The Spectacle

To be Black is to be dangerous.
To be Black is to be ignorant.
To be Black is to be lazy.

Our society perpetuates ignorance. According to our one-sided lens of the media, I am a loud-mouthed ho’ who is promiscuous, broke, and living off of food stamps. That might explain why as I walked past, a local woman stared me down as she inched closer to her husband and child. Or why when Nicky, DJ, and I are walking many women shift their purses closer to them. Or maybe that’s why the bus driver pushed me to avoid me entering his “personal space” (HILARIOUS given no one here has the slightest conception of that, at all). Either way, China’s claim to “Welcome you with open arms” is a bit far stretched.

I came here well aware that I am a far cry from the norm, but it has occurred to me that I am one of Shanghai’s newest spectacles. The infiltration of foreigners of course generates stares, yet some of these instances went beyond simple expressions of curiosity, to invasive scrutiny resulting in my discomfort. To add to the my affliction, while looking up information about the notorious 查克力市 (Chocolate City), I stumbled across a few articles, one of which thoroughly disheartened me 1. In fact, it was the subsequent commentary from the locals that literally brought me to tears:

“The majority of blacks are representatives of promiscuity, violence, and AIDS.”

“Blacks are simply a low-level race—– This comment is something I heard elsewhere. Think about it and you know it is true… In reality, black people are gluttonous and lazy, unrealistic, and those who can work hard are rarer than rare, wanting in their bones to do little but still get a lot. They don’t seek to improve themselves!!”

“Chinese people know their place and are orderly wherever they are, an active and motivated people… As for black people, they are lazy and carefree wherever they are, and like to cause trouble, not diligent in learning, nor in work.”

“What can Africans bring us besides AIDS?????!!!! I am a customs officer who monitors infectious diseases, just look at how many people checked that are AIDS sufferers from Africa and you’ll know we should keep such garbage far away.”

Clearly negative notions of “Blackness” have penetrated not only our nation, but also abroad.

Photo courtesy of MacDougall’s “The Visual in Anthropology” 2

This is frightening.

But none of this is new. Selling the fractured image of the “Other” has always been profitable. Not only did media generate revenue by creating a spectacle of the “Other” (through exhibitions such as those in the World Fairs and commemorative postcards), but it also reinforced a Westernized notion of civility and primitiveness through means of visual comparisons:

“For a general public imbued with ideas of Social Darwinism, the visual appearance of exotic peoples was the most obvious way of placing them on a scale between civilised man and animal.” 2

Since the colonial era, the camera has helped establish the social construction of racial superiority. While ethnographic films and documentaries are meant to facilitate an appreciation for other cultures, often ethnographic research was performed to manipulate “human categories reinforcing colonisers’ sense of difference as their sense of power.”3 In other words, the media has done a fine job of projecting prejudicial images for ages.
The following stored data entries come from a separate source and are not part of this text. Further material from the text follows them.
PR #342, opened 2021-07-15
Remove refresh from terraform deploy for test

ebrett:
### Context

Revert the terraform apply command for TEST space - do not use refresh


dmallett1 (approved):
Good, due to 
"The terraform refresh command reads the current settings from all managed remote objects and updates the Terraform state to match.
Warning: This command is deprecated, because its default behavior is unsafe if you have misconfigured credentials for any of your providers. See below for more information and recommended alternatives."

PR #345, opened 2021-07-20
Move notice display, so it shows properly

ebrett:
Previously the notice was rendered haphazardly.
A notice should be displayed on the first response from
it being set in the controller, so should be in the layout.

We have 4 primary layouts right now:

* CMS
* Errors
* Application
* Landing Page

### Guidance to review

As the the cookie banner notice logic is now use in general, I updated the `data-qa` label to just say `success-message` rather than `cookie-banner-success-message`


guy-roberts (commented):
Do any notices need to be removed from other view files ?

guy-roberts (approved):

PR #352, opened 2021-07-21
Only show successful cookie setting message when set from cookies page

ebrett:
### Context
[HFEYP-508](https://dfedigital.atlassian.net/browse/HFEYP-508)

Fixing the banner notice issue caused previously delayed notices to show up immediately.  As we are only interested in notifying users who explicitly set their cookie preferences while on the cookies page, and do not care to keep those who set them otherwise informed, we will only set the message when requested which can be done using a hidden field on the form submitting the request.


guy-roberts (approved):
It works, nice

PR #353, opened 2021-07-21
Also need to check if page has parent

ebrett:
### Context

[HFEYP-489](https://dfedigital.atlassian.net/browse/HFEYP-489)

Fixes the two regressions found in the latest test run

### DIFF
--- a/app/controllers/content_controller.rb
+++ b/app/controllers/content_controller.rb
@@ -16,7 +16,7 @@ class ContentController < ApplicationController
     @markdown = GovspeakToHTML.new.translate_markdown(@page.markdown)
 
     # If in a section page and page has parent, it must be a child of existing page
-    not_found if content_section? && params["section"] != parent_slug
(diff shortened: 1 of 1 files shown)


app/controllers/content_controller.rb
```diff
@@ -16,7 +16,7 @@ def show
     @markdown = GovspeakToHTML.new.translate_markdown(@page.markdown)
 
     # If in a section page and page has parent, it must be a child of existing page
-    not_found if content_section? && params["section"] != parent_slug
+    not_found if (@page.parent || content_section?) && params["section"] != parent_slug
```
guy-roberts, line 19: Ideally we should to add tests for routing changes

guy-roberts (approved):

app/controllers/content_controller.rb
ebrett: Agreed.  Need to think about this a bit.

PR #354, opened 2021-07-22
Content Block triage

guy-roberts:
### Context
Four changes to the ContentBlock stuff

1. Removed the ContentBlock show action and view
2. Form for ContentBlock now has red line around the third field if there is an error
3. Landing page reverted to not use ContentBlock for Other useful Resources, fixed the h2 size
4. error message for missing Content field now has field name

### Guidance to review
Check that these changes work


ebrett (approved):
I might consider removing the destroy action also, if we're not allowing blocks to be deleted.

guy-roberts:
> I might consider removing the destroy action also, if we're not allowing blocks to be deleted.

Roger

ebrett (approved):

PR #357, opened 2021-07-23
Database changes for Content Blocks

ebrett:
### Context
Standalone branch for release of database changes for content blocks

I have split out the parts of main related to the database migrations and seeds. 

### Guidance to review
This is branch only for deployment to pre-prod and prod prior to the main 1.6 release (which also has these changes), so this PR will not be merged to main.  It is only for review purposes.


db/seeds/create_content_blocks.rb
```diff
@@ -0,0 +1,258 @@
...
+* change colours, contrast levels and fonts
+* zoom in up to 300% without the text spilling off the screen
+* navigate the website using just a keyboard
+* navigate the website using speech recognition software
+* listen to the website using a screen reader (including the most recent versions of JAWS and NVDA)
+
+We’ve also made the website text as simple as possible to understand.
+
+# How accessible this website is
+
```
guy-roberts, line 38: This should be a h2 

Darren noticed,  'How accessible this website is' within seed is down as h1 but should be h2.

guy-roberts (approved):

guy-roberts (approved):

db/seeds/create_content_blocks.rb
ebrett: ok, updated

dmallett1 (approved):
As prod

dmallett1 (approved):

guy-roberts (commented):
Looks good to me

I agree that we should *never* run seed data on production.

What works for me is to load it onto another version and then create the Content Block on production by pasting in the markdown manually.

This only takes a few minutes

PR #378, opened 2021-08-13
539 Card sizing alignment for mobile landscape

ebrett:
[HFEYP-539](https://dfedigital.atlassian.net/browse/HFEYP-539)

### Context
Height difference in cards for mobile landscape.

Margin bottom of zero on last child was causing issue. Need to confirm with @tunde the purpose of the 0 margin and whether it's ok to remove in all cases or if we need to target specific use cases (i.e. width where there are two columns with cards side 
by side).  The issue (different heights) is still there when it reduces to a single column but I think it is done to minimize the space between sections. If we're ok with the additional space, then this solution should work.

### Guidance to review

Before:
CleanShot 2021-08-13 at 12 32 06@2x

After:
CleanShot 2021-08-13 at 12 31 23@2x

### DIFF
--- a/app/webpacker/styles/_cards.scss
+++ b/app/webpacker/styles/_cards.scss
@@ -89,10 +89,6 @@ $card-border-hover-color: #003078;
     .eyfs-card {
       margin-bottom: govuk-spacing(3);
     }
-
-    &:last-child .eyfs-card {
-      margin-bottom: 0;
-    }
   }
 
   .eyfs-card--feature {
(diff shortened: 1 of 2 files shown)


guy-roberts (approved):
Looks like I added that in February.

I cannot remember why.

ebrett:
> Looks like I added that in February.
> 
> I cannot remember why.

Well, it does look better with less space, but the uneven heights looks worse.

PR #382, opened 2021-08-17
Try setting variant in session

ebrett:
### Context
[HFEYP-517](https://dfedigital.atlassian.net/browse/HFEYP-517)

To make the variant choice sticky, save in session and to use if present


guy-roberts (approved):
I don't know the context, but you are trying things out so probably want this approving

PR #396, opened 2021-09-09
Basic article functionality

ebrett:
### Context

[HFEYP-548](https://dfedigital.atlassian.net/browse/HFEYP-548)

Just the following functionality 

List articles, show, create, update and delete an article


app/controllers/admin/articles_controller.rb
```diff
@@ -0,0 +1,51 @@
...
+
+  private
+
+    def set_article
+      @article = ContentPage.find(params[:id])
+    end
+
+    def article_params
+      # category set to article in form
+      # position set to 9999 in form
```
guy-roberts, line 47: Positions have to be unique, so you'll run into validation errors

app/models/content_page.rb
```diff
@@ -12,18 +12,22 @@ class ContentPage < ApplicationRecord
   validates :title, presence: true, uniqueness: true
   validates :markdown, presence: true
 
-  validates :position, presence: true, numericality: { only_integer: true }
-  validates :position, uniqueness: { scope: :parent_id }
+  validates :position, presence: true, numericality: { only_integer: true }, unless: -> { article? }
+  validates :position, uniqueness: { scope: :parent_id }, unless: -> { article? }
```
guy-roberts, line 17: These special cases are hints that something is wrong.   Articles will still need an order in the view.  It might be overridden, but anything is better than random

app/views/admin/articles/_form.html.haml
```diff
@@ -0,0 +1,12 @@
...
+      model: [:admin, article],
+      url: article.new_record? ? admin_articles_path : admin_article_path(article),
+      local: true,
+      builder: GOVUKDesignSystemFormBuilder::FormBuilder
+    ) do |form|
+  = form.govuk_error_summary order: %i[title markdown]
+  = form.govuk_text_field :title 
+  = form.govuk_text_area :markdown
+  = form.hidden_field :category, value: 'article'
+  = form.hidden_field :position, value: 9999
```
guy-roberts, line 11: As above, I'd keep assigning positions, you don't have to use them.  Then you don't have to have the special cases when checking for position in the rest of the code

app/controllers/admin/articles_controller.rb
```diff
@@ -0,0 +1,51 @@
...
+        redirect_to admin_article_path(@article), notice: "Article was successfully updated"
+      else
+        render :edit
+      end
+    end
+
+    def destroy
+      @article.destroy!
+      redirect_to admin_articles_path, notice: "Article was successfully destroyed"
+    end
```
guy-roberts, line 37: Could localise the notices

config/routes.rb
```diff
@@ -12,6 +12,7 @@
   namespace :admin do
     root to: "users#index"
     resources :users
+    resources :articles
   end
```
guy-roberts, line 16: They need to be under the CMS namespace, the same as the ContentPages and ContentBlocks. Otherwise these routes will show up in the public version wont they ?

I think I added this class to hide CMS routes, like the new ones to articles

  constraints CmsRouteConstraint.new do

db/migrate/20210909094348_add_category_to_content_pages.rb
```diff
@@ -0,0 +1,5 @@
+class AddCategoryToContentPages < ActiveRecord::Migration[6.1]
+  def change
+    add_column :content_pages, :category, :string
+  end
```
guy-roberts, line 4: I'd call it categories, so that a content_page can belong to more than one at a time.

config/routes.rb
ebrett: Well users is under admin and has been since the start.  Plan is to move content pages and blocks here also and then have a single app as this way is rather unconventional.

db/migrate/20210909094348_add_category_to_content_pages.rb
ebrett: Can you think of another category we'd use?

config/routes.rb
guy-roberts: They can go anywhere, but the way you've got them here does not use the CmsRouteConstraint to make sure that they will be hidden on the public site

ebrett: OK, I may need a picture drawn for me; seems like user/admin is hidden on the public site even without being in the CmsRouteConstraint.

db/migrate/20210909094348_add_category_to_content_pages.rb
ebrett: I'm not sure I want to mix together the concepts without more discussion.  For the purpose of this change each page has one category (either an article or not).  I would consider groupings of pages to be a different.

app/views/admin/articles/_article.html.haml
```diff
@@ -0,0 +1,8 @@
+%tr.govuk-table__row
+  %td.govuk-table__cell
+    = article.title
+  %td.govuk-table__cell
+    Description to come
+  %td.govuk-table__cell
```
guy-roberts, line 6: We used to have a description for ContentPage but Steve made me remove it !

db/migrate/20210909094348_add_category_to_content_pages.rb
guy-roberts: Thinking, the reason you need a category attribute, is because ContentPage inherits from Article, but you still need to filter out the ContentPages

This is a sign that something is wrong !  I don't think a ContentPage is an Article

app/models/content_page.rb
```diff
@@ -1,22 +1,13 @@
-class ContentPage < ApplicationRecord
+class ContentPage < Article 
   acts_as_tree
```
guy-roberts, line 2: I don't think a ContentPage is an Article

A clue is that you still need an attribute called category with the value 'article' to tell the two apart !

guy-roberts (approved):
I am kind of agreeing to differ on this approach

It's adding a lot of complexity that could be avoided.

app/webpacker/packs/application.js
```diff
@@ -20,6 +20,10 @@ $(document).ready(function() {
     createPreview('#markdown-editor','#markdown-render');
   });
 
+  $('#article-markdown-field').keyup(function() {
+    createPreview('#article-markdown-field', '#markdown-render');
+  });
+
```
guy-roberts, line 26: :-( 

This is where the duplication starts to take its toll

guy-roberts (approved):
Looks good to me

Its a pity that the work for drafting and publishing will have to be repeated for Articles

ebrett:
I'll make the drafting and publishing as DRY as possible - I'll get there is stages (as well as removing that ugly bit of javascript duplication)

PR #411, opened 2021-09-23
Drafts and publishing

guy-roberts:
### Context
Drafting and publishing of ContentPages

There are several tickets in Jira

531, 533, 535, 438, 550, 569, 570, 571, 572

Several of these tickets have out of date Figma pictures. Changes were agreed and the tickets not updated. This was mostly about moving buttons on forms.  

Note the difference between the status, Published/Unpublished and the existence of draft versions

These are two different ideas

ContentPages are now created as unpublished
When you edit a page, you'll first be take to a table of versions
From here you can edit a draft, in which case changed are saved to that draft
Or you can edit a published page, in which case changes are saved to a new draft
Drafts can be deleted
Deleting the last draft of an unpublished page will remove the page
There is no way to un-publish a page at the moment

### Guidance to review
You can try this out here

https://eyfs-cms-review-pr-411.london.cloudapps.digital/cms/pages
guy@education.gov.uk / GuyGuy2021!!

Go through the life cycle of a page and check that it matches the Jira specs (though note that some are out of date)

After publishing a page, you'll need to do a hard refresh to tell the browser to refresh its cached version of the page


ebrett (approved):
Looks good to me!

PR #468, opened 2021-10-31
Fix article images

tunde-anddigital:
## Ticket and context

Ticket: [HFEYP-547](https://dfedigital.atlassian.net/browse/HFEYP-547)
## Tech review
Updates to ticket 547 - Fixed featured image size for the article page (spans full width and is responsive)


db/schema.rb
```diff
@@ -124,6 +124,7 @@
     t.integer "previous_id"
     t.boolean "is_published", default: false
     t.string "author"
+    t.boolean "navigation", default: true
```
ebrett, line 127: I don't think this should be here - is this not from a previous attempt at doing article pages?

ebrett (changes requested):
remove the schema change

ebrett (approved):

PR #23136, opened 2026-05-12
fixed inability to apply group rules when filter is defined

### LINKED ISSUE #23124: when specifying search criteria in the mods tab manage rules icon, "after all" and "before all" do not work
**Your Nexus Mods username**
fractalbase

**Describe the bug**
without specifying the search field, "before all" and "after all" links work.
with specifying the search field, "before all" and "after all" links do not work.
the program requires individual rule management with a search field specification.

Windows 11 Pro
Vortex 2.0.0
Skyrim Special Edition (and AE)

IDCs:
The conflict editor had two filter predicates that disagreed: the display
(applyFilter) matched a row if either source or referenced mod name contained
the filter, but applyGroupRule only checked the referenced mod name. When the
user filtered by the source mod's name to narrow to one group, the group was
still rendered with all its conflict rows, but "Before All" / "After All"
silently did nothing because the apply path computed an empty ref set.

Reuse applyFilter inside applyGroupRule so the rule applies to exactly the
rows the user sees, regardless of which side of the conflict the filter
matched.

(actual code is in commit d07ecc41a54f85a43d3fe8979a7f1fbdafb8ea2b)

Fixes APP-451
Fixes https://github.com/Nexus-Mods/Vortex/issues/23124

### DIFF
--- a/extensions/mod-dependency-manager/src/views/ConflictEditor.tsx
+++ b/extensions/mod-dependency-manager/src/views/ConflictEditor.tsx
@@ -629,24 +629,14 @@ class ConflictEditor extends ComponentEx<IProps, IComponentState> {
     }
 
     let newRules = { ...rules };
-    const hasAppliedFilters = hideResolved || !!filterValue;
-    const refIds = hasAppliedFilters
-      ? Object.keys(rules[modId]).filter((refId) => {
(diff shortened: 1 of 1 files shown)


Aragas (approved):
Thanks for the 2 commit approach, made the review way easier

PR #23158, opened 2026-05-13
fix Tailwind source detection for renderer

IDCs:
Tailwind v4 auto-detects sources from the CLI's cwd. After 095ed0f95 moved the output from src/main/build/assets/css/ to src/stylesheets/dist/, the scan no longer reached src/renderer/, so utility classes used in the Spine and other UIv2 components were stripped from tailwind-v4.css and the layout rendered unstyled.

Add an explicit `@source` pointing at the renderer so detection no longer depends on where the output happens to land.

### DIFF
--- a/src/stylesheets/tailwind-v4.css
+++ b/src/stylesheets/tailwind-v4.css
@@ -12,6 +12,9 @@
 
 @import "tailwindcss";
 
+/* Explicit source paths so detection doesn't depend on the CLI's cwd. */
+@source "../renderer/src/**/*.{ts,tsx,html}";
+
 /* Import design system */
 @import "./ui/theme";
 @import "./ui/elements";
--- a/src/stylesheets/package.json
+++ b/src/stylesheets/package.json
@@ -32,7 +32,8 @@
         "cache": true,
         "inputs": [
           "default",
-          "{projectRoot}/**/*.css"
+          "{projectRoot}/**/*.css",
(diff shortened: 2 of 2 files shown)


src/stylesheets/tailwind-v4.css
```diff
@@ -12,6 +12,9 @@
 
 @import "tailwindcss";
 
+/* Explicit source paths so detection doesn't depend on the CLI's cwd. */
+@source "../renderer/src/**/*.{ts,tsx,html}";
```
erri120, line 16: I went back on forth whether tailwind CLI actually did this. I tried to proof it didn't scan our files implicitly because the CLI finishes within 30ms which seemed very sus.

You also need to update `src/stylesheets/package.json`:

```diff
diff --git a/src/stylesheets/package.json b/src/stylesheets/package.json
index e96df8a2a..e34084111 100644
--- a/src/stylesheets/package.json
+++ b/src/stylesheets/package.json
@@ -32,7 +32,8 @@
         "cache": true,
         "inputs": [
           "default",
-          "{projectRoot}/**/*.css"
+          "{projectRoot}/**/*.css",
+          "{workspaceRoot}/src/renderer/src/**/*.{ts,tsx,html}"
         ],
         "outputs": [
           "{projectRoot}/dist/tailwind-v4.css"
```

erri120 (approved):

PR #23164, opened 2026-05-13
feat(ci): add nightly scheduled builds to package workflow

Sewer56:
Closes [LAZ-221](https://linear.app/nexus-mods/issue/LAZ-221/run-packaging-workflow-nightly)

## Summary

Adds scheduled nightly builds to the existing `Package` workflow.

Produces a signed, auto-versioned artifact every day at 19:00 UTC.
Also adds a `nightly` boolean input to `workflow_dispatch` for on-demand nightly-style builds.

Exact details etc. are up for discussion. I just went with 19:00 for the time being because it's after most people clock off.

## Notes

- Versioning: `<package.json version>-nightly.<yyyyMMdd>` (e.g. `1.0.0-nightly.20260710`), fetched at runtime from reading `package.json`.
    - For now this always is `1.0.0`, which is redundant. This is something we'll work out in the future. 
    - We want next version to be there, i.e. our `package.json` always contains next version.
    - But exact deployment steps to facilitate that were not discussed; could just be a commit we make after we ship.
- Artifacts: always uploaded with 2-day retention. Release and staging-release steps are skipped.
- Codesigning: always enabled for nightlies regardless of the `use-codesigning` input.
- Non-nightly `workflow_dispatch` behaviour is unchanged.
- We now test `Package` workflow as part of CI when it changes.

Edit Note: Test filters lifted out, will be future PR.

### DIFF
--- a/.github/workflows/nightly.yml
+++ b/.github/workflows/nightly.yml
@@ -1,4 +1,4 @@
-name: Nightly Build
+name: Nightly Package
 
 on:
   schedule:
--- a/.github/workflows/nightly.yml
+++ b/.github/workflows/nightly.yml
@@ -5,6 +5,9 @@ on:
     - cron: "0 19 * * *" # Nightly at 19:00 UTC
   workflow_dispatch:
 
+permissions:
+  actions: write
+
 jobs:
   trigger:
     runs-on: ubuntu-latest
--- a/.github/workflows/nightly.yml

Unfortunately, the damage is done. Though we are living in an age of increase global awareness, much more progress is necessary. As disturbing as the reality check was, I will not passively accept the negative stereotypes that follow me wherever I go. Rather I must challenge myself to impact the community, as it has done to me. While I may not be able to change the world myself, I do hope to demonstrate the pride, joy, and beauty in being Black, that has been all too neglected in the media.

2 David MacDougall. 1997. The Visual in Anthropology In Rethinking Visual Anthropology. Marcus Banks and Howard Morphy, eds. Pp. 279. New Haven; London: Yale University Press.
3 David MacDougall. 1997. The Visual in Anthropology In Rethinking Visual Anthropology. Marcus Banks and Howard Morphy, eds. Pp. 280. New Haven; London: Yale University Press.